De Québec à Victoria/Chapitre XIV

Imprimerie L.-J. Demers & Frère (p. 153-162).

XIV

LA PRAIRIE


Regina. — Chez le lieutenant-gouverneur, M. Royal. — L’aspect général des prairies. — Le dieu-Soleil. — Les plaines fertiles. — Lacs et gibiers. — Moosejaw, Maple-creek, Medecine-Hat.


Quand nous arrivâmes à Regina il faisait nuit, ce qui nous empêcha de visiter la ville. Mais, au retour, j’ai eu le plaisir d’y recevoir l’aimable hospitalité du lieutenant-gouverneur, et j’y ai passé deux jours fort agréables.

L’Assemblée législative des Territoires était en pleine session, et j’eus l’avantage de faire la connaissance des députés dans un somptueux dîner d’État. La réunion fut pleine d’entrain et de gaîté, et j’étais loin de penser, en voyant la bonne humeur de tous, qu’une crise ministérielle était à la veille d’éclater.

L’honorable M. Royal, habite une résidence magnifique, bâtie et entretenue par le gouvernement fédéral, et il en fait les honneurs, je dirais royalement, si j’aimais les calembourgs. Tous mes compatriotes savent, du reste, que c’est un homme du monde plein de verve et d’esprit, qui joint un beau talent littéraire à de vastes connaissances politiques et autres.

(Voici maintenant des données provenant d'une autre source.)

PR #1981, opened 2018-11-30
Add tests for invalid private names 

leobalter:
I'll follow up with similar tests for valid non early error cases with private names.


littledan:
Cc @mkubilayk @jbhoosreddy

PR #1982, opened 2018-12-03
Expand tests for duplicate lexical names of vardeclarednames in the same statementlist

leobalter:
cc @rkirsling


leobalter:
another ping to @rkirsling who's been helping me verifying these tests. thanks!

rkirsling:
Should this expansion apply to the cases where the `var` precedes the `let` / `const` too?

anba:
> cc @gsathya @anba @allenwb, PTAL on [81c8259](https://github.com/tc39/test262/commit/81c825984dc2dcd6787253b641c6313f9a146406)?

Yes, the test is correct. 

Some of the new tests are actually already present in <https://github.com/tc39/test262/tree/master/test/language/block-scope/syntax/redeclaration>. For example "language/statements/const/syntax/declare-const-binding-with-concurrent-function-declaration.js" is identical to the existing test "language/block-scope/syntax/redeclaration/const-declaration-attempt-to-redeclare-with-function-declaration.js". So it probably makes sense to remove the duplicates and move the new tests into "language/block-scope/syntax/redeclaration" next to the existing tests.

leobalter:
@rkirsling I'm not sure it's fully necessary as we already verify hoisting and these tests capturing lexical names declared before the var declarations in the code. I could do it if you believe it's still necessary. 

@anba thanks! I'll move the files there and fix the duplicates.

rkirsling:
@leobalter I guess my concern is for e8d3aced6f646bceb485402d32e92458d8297fdb in particular.  The existing tests in [language/block-scope/syntax/redeclaration](https://github.com/tc39/test262/tree/master/test/language/block-scope/syntax/redeclaration) cover "`var` before" and "`var` after" alike, so it'd be nice to see the same mirroring for the nested block cases too.

leobalter:
Ok, the tests are now on the block-scope sub folders and using the generation tool previously used for similar cases.

On this rework I discarded verifications on other places we find `Block` being positioned, as `if`, `while`, `try`, `catch`, etc. It would be just too much and I believe the current set is enough to capture the necessary bugs.

leobalter:
@rkirsling I've got tests positioning the var declaration before and after the lexical declarations, same goes for the inner blocks.

@anba PTAL?

anba:
Two nits:
- Some of the template files use `/*{ body }*/;` which results in double semicolons, like for example `const f = 0;;`. I haven't checked if the semicolon in the template file can be omitted in all cases, though!
- The generated file names are a bit misleading, for example "var-declaration-attempt-2-to-redeclare-with-async-function-declaration.js" reads as if a var-declaration is redeclared with an async function declaration, but the actual test case covers the reverse case, i.e. an async function declaration is redeclared with a var-declaration.

Otherwise looks good to me!

leobalter:
Thanks, @anba! I tried a different approach to fix the names and having them simplified.

for the semicolon part, it was easier to change the templates to keep avoiding double semicolons.

PTAL

PR #1985, opened 2018-12-04
test: Ensure private methods are visible from all initializers

mkubilayk:
Adds a test calling private methods from field initializers – according to the test plan posted in #1343.

> Execution order -- private methods are added before any field initializer is run, even if they appear textually later

I will commit the generated tests once the PR is approved.

cc: @littledan @jbhoosreddy


mkubilayk:
I was using that to check the value after `constructor` returns.

mkubilayk:
Thanks for the review. Pushed the generated files.

PR #1988, opened 2018-12-05
Fix various bugs in test cases

anba:
- src/class-elements/prod-private-async-method.case
- test/language/expressions/class/private-methods/prod-private-async-method.js
- test/language/statements/class/private-methods/prod-private-async-method.js
  - Use the `value` argument instead of calling `#m()` again, because the latter returns a new Promise object.

- test/built-ins/Array/prototype/flatMap/non-callable-argument-throws.js
  - `assert(...)` requires a boolean argument, switch to `assert.sameValue(...)`

- test/built-ins/Reflect/ownKeys/return-on-corresponding-order-large-index.js
  - Update test case per https://github.com/tc39/ecma262/pull/1242
  - Also add `4294967294` (maximum array index) and `4294967295` (not an array index) while there.

- test/intl402/NumberFormat/currencyDisplay-unit.js
  - The option value is "narrow-symbol" instead of "narrowSymbol".

- test/intl402/NumberFormat/style-unit.js
  - "unit" style without a unit value leads to a TypeError, use the "generic" unit here.

- test/intl402/Segmenter/iterator/following.js
- test/intl402/Segmenter/iterator/preceding.js
  - Remove `| 0` to ensure we actually test the `ToIndex` operation in the `following` resp. `preceding` methods.
  - ToIndex(1.4) is 1, so don't expect a TypeError for `iter.preceding(1.4)`

- test/intl402/Segmenter/iterator/granularity.js
- test/intl402/Segmenter/prototype/segment/segment-line.js
- test/intl402/Segmenter/prototype/segment/segment-sentence.js
- test/intl402/Segmenter/prototype/segment/segment-word.js
  - The initial value for `breakType` is always `undefined`.

### DIFF
--- a/src/class-elements/prod-private-async-method.case
+++ b/src/class-elements/prod-private-async-method.case
@@ -17,7 +17,7 @@ async #m() { return 42; }
 //- constructor
 assert.sameValue(this.#m.name, '#m', 'function name inside constructor');
 ctorPromise = this.#m().then(value => {
-    assert.sameValue(this.#m(), 42, 'already defined in the ctor');
+    assert.sameValue(value, 42, 'already defined in the ctor');
 }, $DONE);
 
 //- assertions
--- a/test/built-ins/Array/prototype/flatMap/non-callable-argument-throws.js
+++ b/test/built-ins/Array/prototype/flatMap/non-callable-argument-throws.js
@@ -7,7 +7,7 @@ description: >
 features: [Array.prototype.flatMap]
 ---*/
 
-assert(Array.prototype.flatMap);
+assert.sameValue(typeof Array.prototype.flatMap, "function");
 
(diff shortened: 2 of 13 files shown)


src/class-elements/prod-private-async-method.case
```diff
@@ -17,7 +17,7 @@ async #m() { return 42; }
 //- constructor
 assert.sameValue(this.#m.name, '#m', 'function name inside constructor');
 ctorPromise = this.#m().then(value => {
-    assert.sameValue(this.#m(), 42, 'already defined in the ctor');
+    assert.sameValue(value, 42, 'already defined in the ctor');
```
leobalter: oops! Thanks again for catching this!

La maison du gouverneur est en dehors de la ville, isolée, en pleine prairie. Un peu au delà s’élèvent les casernes de la Police Montée et leurs dépendances — ce qui forme tout un village, au bord de la petite rivière Wascana.

Elle m’a bien étonné cette Wascana, quand je l’ai traversée pour me rendre aux Casernes : nous étions au mois d’août, la sécheresse était désolante, toutes les autres rivières manquaient d’eau, et la Wascana débordait.

— Que signifie cette abondance, demandai-je au gouverneur ?

— Elle est toujours pleine d’eau comme ça.

— Alors elle est éclusée ?

— Vous l’avez deviné. Mais, tout de même, il ne faut pas rire de notre Wascana, ajouta le gouverneur en riant lui-même. C’est une rivière qui va se jeter dans la mer ; pas immédiatement, c’est vrai, mais en passant par la Qu’Appelle, la Saskatchewan, le lac Winnipeg, et une série de rivières, de lacs et de fleuves.

Les casernes sont bien installées, et la police qui y séjourne forme un corps de cavalerie de belle apparence.

La ville elle-même n’a rien de bien intéressant, et les arbres y font défaut comme dans presque toutes les villes des prairies. Il y a cependant auprès de la gare un jardin public où verdissent quelques plantations récentes ; mais les pauvres petits arbres que j’y ai vus auront besoin de boire toutes les eaux de la Wascana, s’ils veulent égaler les cèdres et les pins de la Colombie.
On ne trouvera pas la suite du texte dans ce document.